I am a bit confused about the statistics for paired samples in edgeR.
I have 4 different treatments, A, B, C and D, each one with 4 samples. 2 of those samples are "before" treatment and the other 2 are "after" treatment.
If iam correct, checking the edgeR manual, the design of the model matrix should be:
> groups <- factor(targets$Group) > treatment <- factor(targets$Treatment, levels=c("before","after")) > design <- model.matrix(~groups+treatment)
But in the case I have a data that is a simple table containing the genes in the first column and de samples in the other columns, how can I construct the model matrix to accept this table format?

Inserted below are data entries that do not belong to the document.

PR #9975, opened 2020-09-16
Move the code that creates Consul containers out of teststorage. 

ncabatoff:
This allows importers of teststorage that don't need consul to run as a non-docker test.


HridoyRoy (approved):
👍 LGTM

I think I can simple open the table as a matrix and atributte the factors to the samples:
> my_table <- data.matrix(my_table, row.names.default(my_table)) > groups <- factor(c(A1,A2,A3,A4,B1,B2,B3,B4,C1,C2,C3,C4,D1,D2,D3,D4)) > treatment <- factor(c("before", "before", "after", "after","before", "before", "after", "after","before", "before", "after", "after",)) > design <- design.matrix(~groups+treatment) > y <- DGEList(counts=my_table, group=groups)
But I don't know if this is correct.
Does anyone can help with that, I'd really appreciate it.